Du Davezout, une heure et demie au plus me mena à la fafatié ou cascade du Reb, dont j’ai donné une vue et une description dans ce journal, il y a près de deux ans (no 213). Mais je ne l’avais vue alors qu’à la saison sèche. Quatre mois après cette première excursion, il m’était réservé de revoir la fafatié dans sa plus grande splendeur. À la première visite, je l’avais vue d’en-bas ; à la seconde, j’allai me placer à niveau, dans un sentier qui surplombait l’abîme, ce qui me permit de voir toute la partie du Reb qui précède immédiatement la cataracte.

Celle-ci est bien évidemment supérieure, comme effet général, aux quatre ou cinq cascades si vantées de la Suisse, qui doivent une grande partie de leur renom aux paysages où elles s’encadrent. Les trois ou quatre mille cascades de l’Abyssinie n’ont pas un cadre moins saisissant, moins varié, moins relevé de contrastes vigoureux. Que leur manque-t-il pour être plus connues ? Des visiteurs et des artistes. Le chiffre de trois ou quatre mille que je viens d’émettre n’est pas une hâblerie de voyageur : je n’ai vu qu’une très-faible portion de l’Abyssinie, un dixième peut-être, et j’y ai bien compté cinq cents chutes d’eau ; j’en ai dessiné une vingtaine. Comment se fait-il donc que jusqu’ici, à ma connaissance, la cataracte d’Alata, sur le Nil, soit à peu près la seule mentionnée ?

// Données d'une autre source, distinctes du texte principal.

PR #1282, opened 2023-12-30
LTR553ALS  Light & Proximity Sensor

stc1988:


phoddie:
This looks really good. Thank you! I noticed a few things that should be corrected or could be improved. I'll do a quick code review. Please update as you see appropriate. Then we can merge this.

examples/drivers/sensors/ltr553als/main.js
```diff
@@ -0,0 +1,26 @@
...
+ *   or send a letter to Creative Commons, PO Box 1866,
+ *   Mountain View, CA 94042, USA.
+ *
+ */
+
+import Proximity from "embedded:sensor/Light-Proximity/LTR553ALS";
+import Timer from "timer";
+
+const sensor = new Proximity({
+  sensor: { ...device.I2C.internal, io: device.io.SMBus },
```
phoddie: Not all hosts have `device.I2C.internal` so may do `...(device.I2C.internal ?? device.I2C.default),` so it works on more devices.

modules/drivers/sensors/ltr553als/ltr553als.js
```diff
@@ -0,0 +1,342 @@
...
+  sample() {
+    const ps = this.psValue;
+    const alsCh1 = this.alsCh1Value;
+    const alsCh0 = this.alsCh0Value;
+    const als = (alsCh0 + alsCh1) >> 1;
+
+    return {
+      ps,
+      als,
+    };
```
phoddie: This is a compound sensor. That means it has both [AmbientLight](https://419.ecma-international.org/#-sensor-classes-ambient-light) and [Proximity](https://419.ecma-international.org/#-14-sensor-classes-proximity) sensors. The form of the returned object should be:

```js
{
   proximity: {
      distance: 123
   },
   lightmeter: {
      illuminance: 234
   }
}
```

modules/drivers/sensors/ltr553als/ltr553als.js
```diff
@@ -0,0 +1,342 @@
...
+
+    this.#setPsMode(PsMode.PS_ACTIVE_MODE);
+    this.#setAlsMode(AlsMode.ALS_ACTIVE_MODE);
+  }
+  close() {
+    this.#io.close();
+    this.#io = undefined;
+  }
+
+  get psValue() {
```
phoddie: These three accessors (getters) are unintentionally part of the public API of the sensor. I think they are just helper functions. Since they are only called in one place, maybe it is better to inline them into `sample()`. If you do that, you can also reuse `buffer` for all three reads, which will be a little lighter.

modules/drivers/sensors/ltr553als/manifest.json
```diff
@@ -0,0 +1,8 @@
+{
+	"modules": {
+		"embedded:sensor/Light-Proximity/LTR553ALS": "$(MODDABLE)/modules/drivers/sensors/ltr553als/ltr553als"
```
phoddie: `embedded:sensor/AmbientLight-Proximity/LTR553ALS`

modules/drivers/sensors/ltr553als/ltr553als.js
```diff
@@ -0,0 +1,342 @@
...
+    if (undefined != options.psMeasRate) {
+      let value = io.readUint8(Register.ALS_MEAS_PATE_REG);
+      io.writeUint8(Register.ALS_MEAS_PATE_REG, value & PS_MEAS_RATE_MASK);
+    }
+
+    this.#setPsMode(PsMode.PS_ACTIVE_MODE);
+    this.#setAlsMode(AlsMode.ALS_ACTIVE_MODE);
+  }
+  close() {
+    this.#io.close();
```
phoddie: `close` is defined to be [safe to call more than once](https://419.ecma-international.org/#-8-base-class-pattern-close-method). So, this should be `this.#io.close?.()`

modules/drivers/sensors/ltr553als/ltr553als.js
```diff
@@ -0,0 +1,342 @@
...
+      psLedDutyCycle: PsLedCurrentDuty.CURRENT_DUTY_PER100,
+      psMeasRate: PsMeasurementRate.PS_MEASUREMENT_RATE_50MS,
+      psLedPeakCurrent: PsLedPeakCurrent.LED_PEAK_CURRENT_100MA,
+      psNPulses: 1,
+      alsGain: AlsGain.ALS_GAIN_48X,
+      alsIntegrationTime: AlsIntegrationTiime.ALS_INTEGRATION_TIME_100MS,
+      alsMeasureRate: AlsMeasureRate.ALS_MEASUREMENT_RATE_500MS,
+    });
+
+    this.#onError = options.onError;
```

La forme du plateau abyssin, cette dega qui surplombe de plus de deux mille pieds les basses terres (kolta) montueuses et malsaines, explique la fréquence de ces chutes. Tous les cours d’eau qui sillonnent la dega, arrivés au bord de l’escarpement, bondissent dans l’espace en décrivant un arc dont la courbure est en raison directe de la vitesse imprimée aux eaux par la pente du terrain ou par le resserrement de leur lit. Ainsi, pour ne citer qu’un exemple, la cascade du Davezout est à peu près perpendiculaire, parce que les eaux, au moment de la chute, ne subissent aucune pression, tandis que celles du Reb, de Kirkos (p. 248) et plusieurs autres décrivent un arc tel que l’on peut aisément circuler entre la colonne d’eau et la paroi de rocher du sommet de laquelle elle bondit. Je me suis quelquefois donné ce plaisir sans péril, et je ne connais pas de spectacle plus saisissant que celui de la lumière solaire vue à travers cette sorte de vitrage mobile, écumant et rugissant.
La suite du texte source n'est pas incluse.